● **What to do**
Would you reproduce all of the entries exactly?

● **Dataset**
=== Begin Enclosure ===

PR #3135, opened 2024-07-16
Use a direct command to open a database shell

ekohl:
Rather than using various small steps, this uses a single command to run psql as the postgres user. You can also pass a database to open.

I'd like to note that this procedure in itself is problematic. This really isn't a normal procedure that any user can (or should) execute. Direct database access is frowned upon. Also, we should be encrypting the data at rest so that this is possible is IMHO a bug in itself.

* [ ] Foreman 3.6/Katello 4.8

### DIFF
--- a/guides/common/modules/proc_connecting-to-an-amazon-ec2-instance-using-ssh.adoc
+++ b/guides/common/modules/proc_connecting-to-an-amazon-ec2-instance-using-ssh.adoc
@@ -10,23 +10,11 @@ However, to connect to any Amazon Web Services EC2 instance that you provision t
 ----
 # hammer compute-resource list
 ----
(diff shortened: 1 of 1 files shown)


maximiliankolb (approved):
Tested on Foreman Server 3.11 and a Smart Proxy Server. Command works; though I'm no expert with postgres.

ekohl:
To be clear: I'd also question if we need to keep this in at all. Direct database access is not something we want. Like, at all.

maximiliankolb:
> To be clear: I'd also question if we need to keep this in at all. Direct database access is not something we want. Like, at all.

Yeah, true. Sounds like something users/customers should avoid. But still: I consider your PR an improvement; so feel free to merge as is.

=== End Enclosure ===

● **Solution to the exercise**
PR #3135, opened 2024-07-16
Use a direct command to open a database shell

ekohl:
Rather than using various small steps, this uses a single command to run psql as the postgres user. You can also pass a database to open.

I'd like to note that this procedure in itself is problematic. This really isn't a normal procedure that any user can (or should) execute. Direct database access is frowned upon. Also, we should be encrypting the data at rest so that this is possible is IMHO a bug in itself.

* [ ] Foreman 3.6/Katello 4.8

### DIFF
--- a/guides/common/modules/proc_connecting-to-an-amazon-ec2-instance-using-ssh.adoc
+++ b/guides/common/modules/proc_connecting-to-an-amazon-ec2-instance-using-ssh.adoc
@@ -10,23 +10,11 @@ However, to connect to any Amazon Web Services EC2 instance that you provision t
 ----
 # hammer compute-resource list
 ----
(diff shortened: 1 of 1 files shown)


maximiliankolb (approved):
Tested on Foreman Server 3.11 and a Smart Proxy Server. Command works; though I'm no expert with postgres.

ekohl:
To be clear: I'd also question if we need to keep this in at all. Direct database access is not something we want. Like, at all.

maximiliankolb:
> To be clear: I'd also question if we need to keep this in at all. Direct database access is not something we want. Like, at all.

Yeah, true. Sounds like something users/customers should avoid. But still: I consider your PR an improvement; so feel free to merge as is.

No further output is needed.